Richard Branson recently announced that the approximate 170 employees on his personal staff at Virgin may take as much time off as they like.

That's right, unlimited vacation time with no one keeping track. Sound a bit radical? Branson says it's simply humane.

"Treat people as human beings, give them that flexibility, and I don't think they'll abuse it. They'll get the job done," Branson told CNN news anchor, Erin Burnett. "In America the amount of holidays people are given is dreadful," he continues. "How can you find time to get to know your children with the very little holiday time they are given in the United States?"

The vacation "non-policy" isn't exactly a new idea; one percent of companies including Netflix, Zynga, Groupon, Glassdoor, Evernote, VMware, HubSpot,, Motley Fool, Eventbrite, ZocDoc, and SurveyMonkey all offer employees unlimited vacation time. Branson plans to encourage Virgin subsidiaries around the world to follow suit if the plan goes "as well as expected."

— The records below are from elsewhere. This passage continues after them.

PR #724, opened 2026-07-20
fix: classify serial transport-closed mid-init as environmental (#588)

### LINKED ISSUE #588: System.InvalidOperationException: The BaseStream is only available when the port is open.
Sentry Issue: [DAQIFI-DESKTOP-X](https://daqifi.sentry.io/issues/7544619659/)

```
System.InvalidOperationException: The BaseStream is only available when the port is open.
  File "SerialStreamTransport.cs", line 53, in Stream SerialStreamTransport.get_Stream()
    return _serialPort?.BaseStream ?? throw new InvalidOperationException("Transport is not connected.");
  ?, in async Task<IReadOnlyList<string>> DaqifiDevice.ExecuteTextCommandCoreAsync(Func<CancellationToken, Task> setupActionAsync, int responseTimeoutMs, int completionTimeoutMs, CancellationToken cancellationToken)
  File "DaqifiStreamingDevice.cs", line 131, in async Task DaqifiStreamingDevice.InitializeAsync()
    var lines = await ExecuteTextCommandAsync(
  File "Device\SerialDevice\SerialStreamingDevice.cs", line 112, in bool SerialStreamingDevice.Connect()
```
This issue was automatically created by Sentry via [GitHub Alert](https://sentry.io/organizations/daqifi/monitors/alerts/3262760/)

tylerkron:
## Problem

Closes #588.

`SerialStreamingDevice` opens the COM port in `CreateCoreDevice`, then Core's `InitializeAsync` reads/writes it. If the port closes in that window — the device is unplugged, powered off, or the USB driver drops the port mid-connect — accessing the transport stream throws an `InvalidOperationException`:

- .NET's `SerialPort.BaseStream` getter: *"The BaseStream is only available when the port is open."* (the exact message in the Sentry issue)
- Core's `SerialStreamTransport`: *"Transport is not connected."*

Both fell through `LogConnectFailure`'s `default` branch, which calls `AppLogger.Error` and captures the exception to Sentry as an app bug — even though it's the same kind of user/environmental condition already downgraded for connect-timeout (#517/#632) and SCPI-init (#589).

## Fix

- Add an `InvalidOperationException when IsTransportClosedError(ex)` case to `SerialStreamingDevice.LogConnectFailure` that logs a Warning (no Sentry capture) instead of an Error.
- `IsTransportClosedError` is a pure, `internal static` predicate matching the two specific phrases (not the bare word "port"), so unrelated `InvalidOperationException` bugs still hit the default Error path — mirroring the existing `IsScpiInitializationError` design.

## Why it's safe

`CreateCoreDevice` always calls `_transport.Connect()` (which opens the port) before init runs; a failure to *open* throws earlier with a different message and is unaffected. Reaching the stream-getter-throws state therefore means the port was open and then closed = environmental, so downgrading it does not mask an app logic bug.

## Tests

Added 5 unit tests to `SerialStreamingDeviceLogConnectFailureTests` (predicate matches both messages, is case-insensitive, rejects an unrelated message, and `LogConnectFailure` does not throw for the transport-closed case). Full unit gate green: **553 passed, 0 failed**.

Not merging — opened for review.

### DIFF
--- a/Daqifi.Desktop.Test/Device/SerialStreamingDeviceLogConnectFailureTests.cs
+++ b/Daqifi.Desktop.Test/Device/SerialStreamingDeviceLogConnectFailureTests.cs
@@ -3,10 +3,11 @@ using Daqifi.Desktop.Device.SerialDevice;
 namespace Daqifi.Desktop.Test.Device;
 
 /// <summary>
-/// Tests for <see cref="SerialStreamingDevice"/>'s connect-failure classification (issue #589):
-/// Core's SCPI-error-during-initialization InvalidOperationException is a device/environmental
-/// condition, not an app bug, so it must be downgraded to a Warning (no Sentry capture) rather
-/// than the default Error path.
+/// Tests for <see cref="SerialStreamingDevice"/>'s connect-failure classification. Certain
+/// InvalidOperationExceptions raised during connect are device/environmental conditions, not app
+/// bugs, so they must be downgraded to a Warning (no Sentry capture) rather than the default Error
+/// path: Core's SCPI-error-during-initialization message (issue #589) and the serial transport
+/// reporting the COM port closed mid-initialization (issue #588).
 /// </summary>
 [TestClass]
 public class SerialStreamingDeviceLogConnectFailureTests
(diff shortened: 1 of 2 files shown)


tylerkron:
Thanks Qodo. Declining this one — it's a summary-only, low-relevance recommendation and, as the finding itself notes, "Team prefers testing pure predicates, not logger side effects."

The classification behavior this finding worries about (Warning-vs-Error regression) IS guarded, via the pure predicate tests already in this PR: `IsTransportClosedError_MatchesDotNetBaseStreamMessage`, `IsTransportClosedError_MatchesCoreTransportNotConnectedMessage`, `IsTransportClosedError_IsCaseInsensitive`, and the regression guard `IsTransportClosedError_DoesNotMatchUnrelatedInvalidOperationException` (which asserts an unrelated InvalidOperationException stays on the default Error path). If someone regresses the predicate or the switch arm, those assertions fail.

The flagged `LogConnectFailure_*_DoesNotThrow` tests are deliberately non-asserting smoke tests, matching the established convention (PR #709/#720). As the finding acknowledges, `AppLogger` disables real logging in test mode, so asserting log level via logger side effects there isn't possible by design. No change.

tylerkron:
🔬 **Bench-tested on Windows against hardware** (smoke).

Launches clean and a live USB connect to the board succeeds — the connect subsystem that hosts the modified `LogConnectFailure` has no happy-path regression. The Error→Warning downgrade only fires on the specific mid-init transport-closed failure, which isn't GUI-forceable; that path stays covered by the unit tests in this PR. ✅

Something like this has the potential wreak havoc on scheduling and deadlines, don't you think? David Musyj, President and CEO at Windsor Regional Hospital in Ontario, says it does not. The hospital adopted an unlimited time off policy three years ago and management doesn't regret it for a second.

Here are some of Musyj's observations of the benefits they've seen since. Are any of them strong enough to make you consider moving your business to a vacation "non-policy"?

1. Recruit the best.

Policies on limited vacation time deny companies the opportunity to hire the best of the best. Offering talent more vacation when they are on boarded has the potential to upset long service employees. Unlimited vacation makes recruitment easier. "The look on an individual's face when they hear about the policy is priceless," Musyj says. If you're looking to bring on seasoned talent this non-policy will give you a leg up on the competition.

2. Avoid the year-end rush.

To avoid a massive vacation liability bank most companies mandate that employees take their allotted vacation time within a twelve month period. This often results in employees vying for the vacation time they've saved up for unexpected events. The unlimited time off policy takes away the need to bank days off along with all the wasted effort of having to "jockey" for vacation time. At Windsor Regional the employee's can now focus on what is important: the hospital's patients.

3. Better teamwork.

With no limits on time off employees learn to pitch in during a co-worker's absence. In the past it was seen as an obligation, but today Windsor Regional's employees view it as a collaborative effort. They know that their fellow team members will do the same for them when they want time off. "It has resulted in better teamwork," says Musyj. "These collaborative efforts have extended to day to day work activities resulting in a far greater collegial workplace."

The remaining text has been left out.